Webb Pierce, another Hayride favorite, hired Sovine to front his band, brought him to Nashville and got him a deal with Decca Records. His 1955 duet with Goldie Hill, “Are You Mine?,” jumped into the country charts’ Top Fifteen. The following year, Sovine and Pierce’s rollicking version of George Jones’ “Why Baby Why?” went all the way to number one. The duo’s 1956 follow-up, “Little Rosa,” reached number five, as did the record’s flip side, Sovine’s solo “Hold Everything (Till I Get Home).” With a double-sided hit under his belt, Sovine accepted the Grand Ole Opry’s invitation to join as a regular cast member that year. He soon realized that the Opry’s requirement to appear there every weekend was more liability than asset and he up and quit. Joining the popular all star road show, the Phillip Morris Caravan, Sovine toured relentlessly throughout the remainder of 1950s.
At Decca, he was unable to repeat his earlier chart success and they cut him loose in ‘59. Sovine signed with Starday Records in ‘61 but didn’t produce a hit until 1964’s “Dream House for Sale.” Clearly the singer had not yet found his niche but that would soon change. While the truck driver had appeared in country music as early as 1939, with Ted Daffan’s “Truck Drivers Blues,” it was Dave Dudley’s tough, Benzedrine fueled 1966 hit “Six Days on the Road” that explosively re-invigorated interest in the subject. By December of that year, even the New York Times published an article titled, “Meet a New Folk Hero, the Truck Driver.” Soon, others like Red “The Bard of Bakersfield” Simpson and eye-patch wearing New Englander Dick Curless began cashing in on the craze at Capitol Records, but ultimately it was Sovine’s sentimental recitations that came to dominate — and epitomize — the genre. With his very first trucking song, 1966’s “Giddy-up Go,” Sovine nailed it. The single raced to number one and stayed there an impressive six weeks, even crossing over to the pop chart. His next foray into the genre, “Phantom 309,” easily sailed into the Top Ten.
But it was 1975’s tear-jerker, “Teddy Bear,” that really did it for him. With a CB chattering, bedridden, juvenile invalid as protagonist, the number was maudlin to the point of being corny but resonated powerfully with the record buying public. In the US, it topped the Hot Country charts, reached number forty in the Billboard 100, and topped the charts in the UK. Sovine, after almost forty years in the business, was riding high and the next five years were the most active and rewarding of his career. Audiences gorged on Sovine’s narratives and he cranked out equally sentimental numbers like “Little Joe” (in which a trucker loses his eyesight and seeks solace from faithful canine) and “The Little Family Soldier” (wherein a brave child endures abuse from drunken parents).

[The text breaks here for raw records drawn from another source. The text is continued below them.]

PR #145480, opened 2026-09-12
fix(workers): reduce startup delay for prepared GitHub repositories

steipete:
Closes #145472. Related: #145302 and #145331.

## What Problem This Solves

Users starting a prepared GitHub repository worker still wait for nine sequential source-metadata requests across initial admission, pre-bind admission, and post-bind revalidation. A live Daytona ready-reserve sample spent about 3.2 seconds of its 5.97-second activation in these checks.

## Why This Change Was Made

For authenticated pinned reads with a known repository ID, resolve the repository and commit through the immutable Repository node, then confirm the repository again through REST. This keeps the commit associated with the correct repository instance and preserves all three admission gates and their current identity/ownership checks.

The existing GitHub transport also owns GraphQL response decoding and quota cooldowns. Explicit, wholly refused permission responses can use the complete original REST sequence so scope-limited native credentials keep working. Partial/malformed data, missing commits, identity or visibility changes, cancellation, and quota errors do not trigger that fallback.

## User Impact

The normal authenticated ready path uses seven metadata requests instead of nine, with no configuration change. First-time name/branch discovery and anonymous reads retain their existing REST behavior.

## Evidence

- Live calls through the changed admission owner completed three initial/pre-bind/revalidation cycles with seven requests each; the unchanged owner used nine. Both used an isolated managed credential and a synthetic private repository.
- The changed owner rejected a real missing commit after one GraphQL request, with no REST fallback. Cancellation and a removed agent were rejected before network access.
- The preceding full Daytona replay verified ready reuse, isolation, accepted deletion restoration, restart-preserved expiry, and cleanup of four workers and one snapshot. It measured 8.39 seconds to first output for a fresh ready worker and 7.87 seconds for restoration, using synthetic inference. Those are baseline samples for the landed startup changes, not end-to-end timings for this PR.
- 223 owner/sibling tests passed across ten suites; 91 affected tests passed on the final candidate. The complete changed gate, both typecheck lanes, lint, and independent review through P2 passed.

[...]

Issue #138724, opened 2026-09-05
Cloud sessions should start without a Gateway checkout


steipete:
## Summary

Start a cloud session from a GitHub repository URL and ref without cloning the source or creating a working tree on the Gateway.

## Problem to solve

Cloud session creation currently clones the project on the Gateway, creates a session-owned managed worktree, then provisions a worker and synchronizes eligible files. This puts Gateway checkout, setup, disk space, and transfer work on the startup path even when all coding runs remotely. Choosing a cloud destination should not require a local source copy.

The dependency is architectural: completed results are applied to the Gateway worktree, successful temporary result refs are deleted, and the publication broker requires a managed worktree. Removing only dispatch validation would leave recovery and publication without their canonical workspace.

## Proposed solution

Use the existing repository URL/ref inputs to create a session-owned repository workspace. Clone and run authorized project setup on the remote worker through the existing node workspace owner. Worker-turn and Codex remote execution share that workspace lifecycle. Preserve the current create → dispatch → send recovery flow in the Control UI.

The Gateway retains repository identity and cumulative changed-file checkpoints, without an unchanged source tree. Completed turns and normal Stop must save an authenticated checkpoint before releasing their current placement/claim. Redispatch reconstructs the remote checkout from the pinned base commit and checkpoint. An explicit move to the Gateway may materialize a local checkout. Existing local-worktree session contracts remain supported.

While Sovine’s remarkable recorded output — over 300 releases — yielded only a handful of major hits, his golden strain of corn ultimately made him a household name. Sovine kept working the road right up until the end, suffering a heart attack while at the wheel of his van while driving through Nashville on April 4, 1980. Injuries sustained in the ensuing crack-up hastened his death a few days later, supplying a tragic, if weirdly appropriate, coda to Sovine’s long, storied career.